**How to complete this task:** Supply the number of lines in the data below that hold "present", and let that number be the whole answer.

<<<<

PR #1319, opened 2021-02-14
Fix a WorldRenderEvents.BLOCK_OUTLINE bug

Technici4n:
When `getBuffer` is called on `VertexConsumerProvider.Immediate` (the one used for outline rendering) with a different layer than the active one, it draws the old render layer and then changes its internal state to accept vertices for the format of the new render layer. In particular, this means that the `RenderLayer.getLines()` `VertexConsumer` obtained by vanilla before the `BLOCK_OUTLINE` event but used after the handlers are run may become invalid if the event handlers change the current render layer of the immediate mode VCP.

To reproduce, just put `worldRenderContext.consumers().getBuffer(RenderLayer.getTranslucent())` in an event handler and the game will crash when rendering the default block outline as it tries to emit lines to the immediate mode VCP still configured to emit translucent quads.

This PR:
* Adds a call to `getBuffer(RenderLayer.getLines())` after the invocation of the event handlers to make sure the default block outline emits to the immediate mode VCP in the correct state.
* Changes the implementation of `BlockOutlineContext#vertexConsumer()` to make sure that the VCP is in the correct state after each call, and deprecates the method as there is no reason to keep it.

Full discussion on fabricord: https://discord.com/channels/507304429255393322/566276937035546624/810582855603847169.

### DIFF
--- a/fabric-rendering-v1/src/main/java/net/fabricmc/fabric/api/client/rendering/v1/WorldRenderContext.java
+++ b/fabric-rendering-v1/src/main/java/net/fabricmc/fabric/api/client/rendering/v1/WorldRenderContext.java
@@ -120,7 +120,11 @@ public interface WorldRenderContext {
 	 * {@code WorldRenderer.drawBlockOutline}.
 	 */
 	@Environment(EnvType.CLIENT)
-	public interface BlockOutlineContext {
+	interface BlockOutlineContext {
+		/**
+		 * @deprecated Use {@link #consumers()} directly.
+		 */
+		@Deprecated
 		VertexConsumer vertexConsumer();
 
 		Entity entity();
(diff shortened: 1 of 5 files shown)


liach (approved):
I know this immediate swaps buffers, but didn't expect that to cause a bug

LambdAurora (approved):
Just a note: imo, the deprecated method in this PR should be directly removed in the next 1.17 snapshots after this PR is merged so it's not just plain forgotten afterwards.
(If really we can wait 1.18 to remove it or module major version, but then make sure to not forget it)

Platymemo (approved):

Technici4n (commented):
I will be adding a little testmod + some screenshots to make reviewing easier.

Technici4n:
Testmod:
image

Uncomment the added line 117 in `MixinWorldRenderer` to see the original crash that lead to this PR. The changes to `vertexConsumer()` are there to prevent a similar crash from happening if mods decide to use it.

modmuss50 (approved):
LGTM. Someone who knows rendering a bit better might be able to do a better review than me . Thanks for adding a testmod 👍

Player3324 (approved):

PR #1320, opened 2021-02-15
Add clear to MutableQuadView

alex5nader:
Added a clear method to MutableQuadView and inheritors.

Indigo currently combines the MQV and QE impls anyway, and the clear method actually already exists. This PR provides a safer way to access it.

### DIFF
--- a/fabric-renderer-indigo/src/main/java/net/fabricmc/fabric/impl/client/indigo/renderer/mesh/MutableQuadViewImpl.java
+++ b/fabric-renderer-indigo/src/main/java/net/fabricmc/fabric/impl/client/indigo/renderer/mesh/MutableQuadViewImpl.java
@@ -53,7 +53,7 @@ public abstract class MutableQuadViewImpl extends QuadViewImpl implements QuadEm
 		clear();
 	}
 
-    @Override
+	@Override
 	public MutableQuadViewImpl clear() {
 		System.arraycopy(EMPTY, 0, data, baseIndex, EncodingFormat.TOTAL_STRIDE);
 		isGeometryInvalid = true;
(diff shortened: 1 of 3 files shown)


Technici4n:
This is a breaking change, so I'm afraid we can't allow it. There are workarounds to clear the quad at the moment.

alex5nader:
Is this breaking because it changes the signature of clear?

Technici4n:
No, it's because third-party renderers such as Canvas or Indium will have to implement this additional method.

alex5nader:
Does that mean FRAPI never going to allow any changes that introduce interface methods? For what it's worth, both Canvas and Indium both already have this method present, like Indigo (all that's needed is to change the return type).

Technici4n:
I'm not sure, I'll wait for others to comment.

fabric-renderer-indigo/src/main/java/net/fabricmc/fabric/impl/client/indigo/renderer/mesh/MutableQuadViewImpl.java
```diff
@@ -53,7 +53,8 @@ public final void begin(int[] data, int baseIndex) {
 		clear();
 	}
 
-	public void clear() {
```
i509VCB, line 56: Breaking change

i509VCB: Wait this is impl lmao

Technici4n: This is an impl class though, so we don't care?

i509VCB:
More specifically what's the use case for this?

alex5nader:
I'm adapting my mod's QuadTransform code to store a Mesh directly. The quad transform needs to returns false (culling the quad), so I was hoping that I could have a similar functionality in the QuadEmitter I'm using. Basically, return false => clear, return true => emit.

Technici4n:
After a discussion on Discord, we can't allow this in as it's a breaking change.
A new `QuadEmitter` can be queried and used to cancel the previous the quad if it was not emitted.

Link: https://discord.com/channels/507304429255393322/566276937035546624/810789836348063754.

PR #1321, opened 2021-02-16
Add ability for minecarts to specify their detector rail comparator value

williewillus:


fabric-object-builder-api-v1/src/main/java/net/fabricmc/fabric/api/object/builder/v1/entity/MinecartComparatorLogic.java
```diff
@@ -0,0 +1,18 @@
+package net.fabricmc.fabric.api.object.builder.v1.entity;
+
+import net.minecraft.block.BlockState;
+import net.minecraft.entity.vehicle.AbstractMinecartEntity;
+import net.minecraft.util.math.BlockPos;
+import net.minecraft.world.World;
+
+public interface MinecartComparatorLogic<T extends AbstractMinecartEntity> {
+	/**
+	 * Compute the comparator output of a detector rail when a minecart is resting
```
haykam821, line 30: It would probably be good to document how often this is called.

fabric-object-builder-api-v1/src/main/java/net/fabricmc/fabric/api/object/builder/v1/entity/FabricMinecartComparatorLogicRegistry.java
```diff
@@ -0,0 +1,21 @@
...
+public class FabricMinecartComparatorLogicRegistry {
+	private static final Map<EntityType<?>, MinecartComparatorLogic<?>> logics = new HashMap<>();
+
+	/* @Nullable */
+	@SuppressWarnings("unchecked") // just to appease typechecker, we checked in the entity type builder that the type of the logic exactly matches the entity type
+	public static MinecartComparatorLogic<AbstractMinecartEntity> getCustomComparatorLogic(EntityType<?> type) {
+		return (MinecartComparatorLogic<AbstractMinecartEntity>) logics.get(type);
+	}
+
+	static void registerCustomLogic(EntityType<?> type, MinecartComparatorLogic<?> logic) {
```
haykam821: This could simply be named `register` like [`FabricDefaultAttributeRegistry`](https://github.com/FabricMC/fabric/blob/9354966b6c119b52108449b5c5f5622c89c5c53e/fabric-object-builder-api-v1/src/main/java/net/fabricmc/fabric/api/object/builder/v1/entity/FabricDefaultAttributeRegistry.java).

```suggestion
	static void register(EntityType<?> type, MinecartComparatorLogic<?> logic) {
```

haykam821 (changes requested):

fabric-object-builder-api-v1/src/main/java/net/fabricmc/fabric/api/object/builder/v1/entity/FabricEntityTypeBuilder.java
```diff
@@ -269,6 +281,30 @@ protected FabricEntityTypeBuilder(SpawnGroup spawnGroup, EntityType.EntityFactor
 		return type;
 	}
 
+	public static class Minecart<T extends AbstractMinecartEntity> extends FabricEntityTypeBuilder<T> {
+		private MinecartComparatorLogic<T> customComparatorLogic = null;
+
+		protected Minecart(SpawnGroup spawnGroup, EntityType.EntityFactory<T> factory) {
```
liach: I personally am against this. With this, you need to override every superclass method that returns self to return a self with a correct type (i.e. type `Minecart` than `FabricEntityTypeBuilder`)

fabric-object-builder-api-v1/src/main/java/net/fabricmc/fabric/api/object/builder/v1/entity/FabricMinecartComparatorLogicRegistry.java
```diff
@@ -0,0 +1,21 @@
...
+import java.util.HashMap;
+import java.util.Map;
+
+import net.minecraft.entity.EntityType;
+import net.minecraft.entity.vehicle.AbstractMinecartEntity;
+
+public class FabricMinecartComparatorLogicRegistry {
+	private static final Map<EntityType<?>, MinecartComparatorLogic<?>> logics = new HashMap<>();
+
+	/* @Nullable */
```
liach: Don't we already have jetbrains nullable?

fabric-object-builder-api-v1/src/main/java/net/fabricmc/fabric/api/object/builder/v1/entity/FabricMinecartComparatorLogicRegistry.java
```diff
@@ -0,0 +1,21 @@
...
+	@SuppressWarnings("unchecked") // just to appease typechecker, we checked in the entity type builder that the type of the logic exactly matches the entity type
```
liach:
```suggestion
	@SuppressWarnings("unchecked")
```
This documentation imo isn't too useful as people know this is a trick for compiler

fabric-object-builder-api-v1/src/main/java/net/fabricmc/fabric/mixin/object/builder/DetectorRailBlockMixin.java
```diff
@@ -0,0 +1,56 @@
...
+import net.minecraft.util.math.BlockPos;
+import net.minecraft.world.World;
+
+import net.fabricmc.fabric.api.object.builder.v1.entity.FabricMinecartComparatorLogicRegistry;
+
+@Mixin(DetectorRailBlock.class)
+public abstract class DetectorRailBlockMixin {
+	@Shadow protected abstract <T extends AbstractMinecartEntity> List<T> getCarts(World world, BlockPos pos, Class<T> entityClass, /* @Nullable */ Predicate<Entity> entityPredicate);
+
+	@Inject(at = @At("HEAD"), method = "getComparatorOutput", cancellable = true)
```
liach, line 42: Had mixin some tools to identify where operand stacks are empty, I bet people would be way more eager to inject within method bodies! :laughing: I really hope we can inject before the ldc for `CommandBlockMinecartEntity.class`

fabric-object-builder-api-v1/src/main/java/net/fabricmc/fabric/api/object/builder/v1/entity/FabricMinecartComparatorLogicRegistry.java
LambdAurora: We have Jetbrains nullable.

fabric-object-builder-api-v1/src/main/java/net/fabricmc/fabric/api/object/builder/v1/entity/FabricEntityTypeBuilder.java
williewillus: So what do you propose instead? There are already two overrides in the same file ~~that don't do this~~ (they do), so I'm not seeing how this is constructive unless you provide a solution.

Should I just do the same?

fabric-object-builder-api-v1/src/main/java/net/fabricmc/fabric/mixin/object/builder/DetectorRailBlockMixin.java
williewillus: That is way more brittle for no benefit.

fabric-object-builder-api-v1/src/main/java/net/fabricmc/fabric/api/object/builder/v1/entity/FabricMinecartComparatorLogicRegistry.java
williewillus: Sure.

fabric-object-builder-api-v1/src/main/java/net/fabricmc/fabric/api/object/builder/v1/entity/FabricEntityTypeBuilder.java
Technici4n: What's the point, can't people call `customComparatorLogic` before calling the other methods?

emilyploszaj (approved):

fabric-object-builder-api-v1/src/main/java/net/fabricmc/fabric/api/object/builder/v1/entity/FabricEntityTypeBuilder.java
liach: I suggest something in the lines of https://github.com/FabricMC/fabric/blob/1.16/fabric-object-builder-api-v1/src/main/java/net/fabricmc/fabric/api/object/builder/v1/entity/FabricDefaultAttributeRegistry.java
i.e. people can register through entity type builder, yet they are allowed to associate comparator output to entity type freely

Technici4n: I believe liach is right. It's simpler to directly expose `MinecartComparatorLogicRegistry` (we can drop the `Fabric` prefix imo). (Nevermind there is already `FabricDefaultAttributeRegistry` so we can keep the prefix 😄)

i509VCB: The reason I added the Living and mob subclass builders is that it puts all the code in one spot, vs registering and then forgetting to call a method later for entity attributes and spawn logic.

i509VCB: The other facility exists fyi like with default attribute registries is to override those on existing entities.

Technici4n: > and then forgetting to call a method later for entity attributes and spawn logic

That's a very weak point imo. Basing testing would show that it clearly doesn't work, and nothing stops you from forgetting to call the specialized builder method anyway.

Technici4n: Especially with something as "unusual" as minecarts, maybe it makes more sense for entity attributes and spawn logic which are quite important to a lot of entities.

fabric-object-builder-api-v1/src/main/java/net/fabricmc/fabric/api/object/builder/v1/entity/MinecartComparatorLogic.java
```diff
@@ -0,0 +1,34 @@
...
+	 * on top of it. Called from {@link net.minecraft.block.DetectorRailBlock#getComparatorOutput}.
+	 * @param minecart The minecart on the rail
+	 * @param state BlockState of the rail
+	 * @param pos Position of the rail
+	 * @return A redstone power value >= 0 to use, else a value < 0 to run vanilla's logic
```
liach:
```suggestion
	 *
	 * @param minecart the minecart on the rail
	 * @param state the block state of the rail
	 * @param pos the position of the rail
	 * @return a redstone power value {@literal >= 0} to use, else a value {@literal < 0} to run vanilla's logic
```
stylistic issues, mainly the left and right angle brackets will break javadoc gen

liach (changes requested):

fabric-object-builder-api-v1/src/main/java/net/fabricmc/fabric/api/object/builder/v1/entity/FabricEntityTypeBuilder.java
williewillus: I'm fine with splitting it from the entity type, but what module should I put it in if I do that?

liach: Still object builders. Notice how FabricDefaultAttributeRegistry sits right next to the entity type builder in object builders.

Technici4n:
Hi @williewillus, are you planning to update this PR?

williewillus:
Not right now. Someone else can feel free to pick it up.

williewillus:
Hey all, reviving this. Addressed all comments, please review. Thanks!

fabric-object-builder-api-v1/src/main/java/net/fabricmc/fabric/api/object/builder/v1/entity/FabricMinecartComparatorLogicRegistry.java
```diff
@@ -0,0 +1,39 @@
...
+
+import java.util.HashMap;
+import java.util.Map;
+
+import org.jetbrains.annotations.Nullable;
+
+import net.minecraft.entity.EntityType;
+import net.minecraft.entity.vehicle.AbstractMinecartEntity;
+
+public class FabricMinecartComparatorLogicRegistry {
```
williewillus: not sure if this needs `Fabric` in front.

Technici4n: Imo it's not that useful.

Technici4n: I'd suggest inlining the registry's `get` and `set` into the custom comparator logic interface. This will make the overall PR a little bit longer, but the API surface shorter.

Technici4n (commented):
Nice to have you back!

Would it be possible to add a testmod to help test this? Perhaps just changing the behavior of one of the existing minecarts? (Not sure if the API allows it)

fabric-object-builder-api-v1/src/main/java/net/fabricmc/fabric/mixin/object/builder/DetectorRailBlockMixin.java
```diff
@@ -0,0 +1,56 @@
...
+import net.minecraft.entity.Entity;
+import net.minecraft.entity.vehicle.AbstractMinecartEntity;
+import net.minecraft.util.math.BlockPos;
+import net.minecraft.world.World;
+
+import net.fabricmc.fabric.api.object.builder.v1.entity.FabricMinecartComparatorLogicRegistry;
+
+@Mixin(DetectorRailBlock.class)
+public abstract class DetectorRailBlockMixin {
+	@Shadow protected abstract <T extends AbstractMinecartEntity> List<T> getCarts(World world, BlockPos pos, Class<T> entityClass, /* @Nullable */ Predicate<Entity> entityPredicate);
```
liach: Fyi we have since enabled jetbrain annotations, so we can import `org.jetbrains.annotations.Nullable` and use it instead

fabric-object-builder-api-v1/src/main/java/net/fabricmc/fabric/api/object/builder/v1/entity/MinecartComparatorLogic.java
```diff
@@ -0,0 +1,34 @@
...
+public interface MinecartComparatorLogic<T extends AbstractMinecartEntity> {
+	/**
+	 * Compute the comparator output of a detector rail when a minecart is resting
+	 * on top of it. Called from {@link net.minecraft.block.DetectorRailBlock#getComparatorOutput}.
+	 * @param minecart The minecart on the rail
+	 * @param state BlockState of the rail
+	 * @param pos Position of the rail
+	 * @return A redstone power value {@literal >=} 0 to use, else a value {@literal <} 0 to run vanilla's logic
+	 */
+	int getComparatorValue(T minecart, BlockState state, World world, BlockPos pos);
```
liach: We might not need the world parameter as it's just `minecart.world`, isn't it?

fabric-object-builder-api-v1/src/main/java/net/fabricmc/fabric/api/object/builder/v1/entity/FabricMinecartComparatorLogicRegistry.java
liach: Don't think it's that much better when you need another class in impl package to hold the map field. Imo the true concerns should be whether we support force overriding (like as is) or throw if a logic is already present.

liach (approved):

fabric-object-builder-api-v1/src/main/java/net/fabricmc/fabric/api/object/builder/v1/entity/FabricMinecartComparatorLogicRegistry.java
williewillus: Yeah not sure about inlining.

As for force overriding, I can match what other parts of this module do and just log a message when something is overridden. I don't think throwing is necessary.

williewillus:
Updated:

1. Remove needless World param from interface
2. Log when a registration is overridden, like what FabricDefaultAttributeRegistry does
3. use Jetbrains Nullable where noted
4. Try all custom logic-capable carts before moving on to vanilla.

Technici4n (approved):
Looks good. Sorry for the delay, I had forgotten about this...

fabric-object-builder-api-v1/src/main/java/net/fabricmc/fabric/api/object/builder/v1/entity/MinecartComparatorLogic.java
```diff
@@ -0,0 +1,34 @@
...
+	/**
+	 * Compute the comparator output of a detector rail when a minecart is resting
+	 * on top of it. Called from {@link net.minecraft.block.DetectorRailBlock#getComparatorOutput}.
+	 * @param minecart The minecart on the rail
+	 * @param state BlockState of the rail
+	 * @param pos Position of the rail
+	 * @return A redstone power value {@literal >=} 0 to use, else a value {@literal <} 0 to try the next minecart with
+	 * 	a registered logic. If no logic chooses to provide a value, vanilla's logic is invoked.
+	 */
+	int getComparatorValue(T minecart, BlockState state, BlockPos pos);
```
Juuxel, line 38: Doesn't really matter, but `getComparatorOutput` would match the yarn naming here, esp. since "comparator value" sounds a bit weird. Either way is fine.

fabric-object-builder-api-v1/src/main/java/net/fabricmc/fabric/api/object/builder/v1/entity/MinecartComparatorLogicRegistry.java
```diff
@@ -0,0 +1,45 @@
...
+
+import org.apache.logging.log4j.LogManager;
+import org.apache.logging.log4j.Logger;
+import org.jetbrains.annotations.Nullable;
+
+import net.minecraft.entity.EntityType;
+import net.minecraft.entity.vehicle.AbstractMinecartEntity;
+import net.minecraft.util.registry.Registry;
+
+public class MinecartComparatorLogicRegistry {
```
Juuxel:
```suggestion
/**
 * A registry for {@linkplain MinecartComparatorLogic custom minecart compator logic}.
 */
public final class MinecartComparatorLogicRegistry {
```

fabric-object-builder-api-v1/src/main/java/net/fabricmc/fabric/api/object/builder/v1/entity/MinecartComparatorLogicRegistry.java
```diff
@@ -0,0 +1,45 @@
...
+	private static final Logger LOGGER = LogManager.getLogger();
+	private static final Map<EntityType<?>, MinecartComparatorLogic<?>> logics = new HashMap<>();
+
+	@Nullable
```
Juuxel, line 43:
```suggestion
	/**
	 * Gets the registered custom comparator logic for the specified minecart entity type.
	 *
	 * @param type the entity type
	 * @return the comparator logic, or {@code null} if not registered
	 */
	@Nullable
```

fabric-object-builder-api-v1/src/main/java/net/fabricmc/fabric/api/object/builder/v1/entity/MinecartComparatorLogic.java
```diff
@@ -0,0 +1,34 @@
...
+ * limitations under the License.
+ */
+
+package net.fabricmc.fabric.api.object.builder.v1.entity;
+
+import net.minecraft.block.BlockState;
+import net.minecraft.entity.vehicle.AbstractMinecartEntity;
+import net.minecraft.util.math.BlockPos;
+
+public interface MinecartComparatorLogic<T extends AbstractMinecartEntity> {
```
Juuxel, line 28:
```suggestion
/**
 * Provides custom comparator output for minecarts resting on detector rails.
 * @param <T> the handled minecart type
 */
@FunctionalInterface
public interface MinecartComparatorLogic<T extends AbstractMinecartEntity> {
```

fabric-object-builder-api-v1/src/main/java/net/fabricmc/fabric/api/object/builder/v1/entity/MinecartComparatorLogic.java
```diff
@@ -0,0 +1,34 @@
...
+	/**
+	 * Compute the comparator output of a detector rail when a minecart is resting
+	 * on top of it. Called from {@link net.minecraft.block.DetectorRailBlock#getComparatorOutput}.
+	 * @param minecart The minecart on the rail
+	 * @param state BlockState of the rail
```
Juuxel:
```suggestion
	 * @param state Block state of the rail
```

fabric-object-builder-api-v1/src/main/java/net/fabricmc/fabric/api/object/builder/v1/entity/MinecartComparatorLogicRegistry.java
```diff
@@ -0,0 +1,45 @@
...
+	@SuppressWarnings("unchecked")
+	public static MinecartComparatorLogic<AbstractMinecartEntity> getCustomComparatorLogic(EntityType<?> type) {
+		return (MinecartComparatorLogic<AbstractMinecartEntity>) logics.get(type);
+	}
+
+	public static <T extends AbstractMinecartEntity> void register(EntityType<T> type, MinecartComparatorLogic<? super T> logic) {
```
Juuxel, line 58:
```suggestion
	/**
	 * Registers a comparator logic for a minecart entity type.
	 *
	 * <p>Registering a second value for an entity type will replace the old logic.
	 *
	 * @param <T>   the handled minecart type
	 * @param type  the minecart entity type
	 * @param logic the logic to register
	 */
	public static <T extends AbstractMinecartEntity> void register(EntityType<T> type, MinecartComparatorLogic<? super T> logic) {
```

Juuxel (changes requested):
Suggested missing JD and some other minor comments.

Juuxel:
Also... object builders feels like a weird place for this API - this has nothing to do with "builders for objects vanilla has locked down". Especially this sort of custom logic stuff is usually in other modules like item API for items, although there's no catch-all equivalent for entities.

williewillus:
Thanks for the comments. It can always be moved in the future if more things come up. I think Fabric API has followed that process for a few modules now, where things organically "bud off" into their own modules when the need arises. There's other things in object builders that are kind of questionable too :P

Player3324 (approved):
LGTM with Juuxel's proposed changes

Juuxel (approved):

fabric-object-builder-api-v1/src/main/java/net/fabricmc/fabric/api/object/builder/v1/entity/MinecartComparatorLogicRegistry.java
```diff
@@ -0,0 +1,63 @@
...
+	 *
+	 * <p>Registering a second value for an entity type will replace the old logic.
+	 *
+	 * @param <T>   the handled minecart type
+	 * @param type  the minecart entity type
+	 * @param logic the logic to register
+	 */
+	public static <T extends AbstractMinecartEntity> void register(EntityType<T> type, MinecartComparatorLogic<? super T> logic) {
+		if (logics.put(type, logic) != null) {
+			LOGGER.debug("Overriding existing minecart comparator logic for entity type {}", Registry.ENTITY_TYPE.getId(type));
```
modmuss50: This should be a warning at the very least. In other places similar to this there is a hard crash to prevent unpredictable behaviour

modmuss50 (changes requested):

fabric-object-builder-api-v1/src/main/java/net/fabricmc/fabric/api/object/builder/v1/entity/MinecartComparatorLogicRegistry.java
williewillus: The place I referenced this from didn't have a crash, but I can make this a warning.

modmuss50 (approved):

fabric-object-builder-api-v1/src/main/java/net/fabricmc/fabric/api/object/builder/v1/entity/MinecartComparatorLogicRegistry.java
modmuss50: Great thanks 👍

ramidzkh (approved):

>>>>

**Worked solution:** 2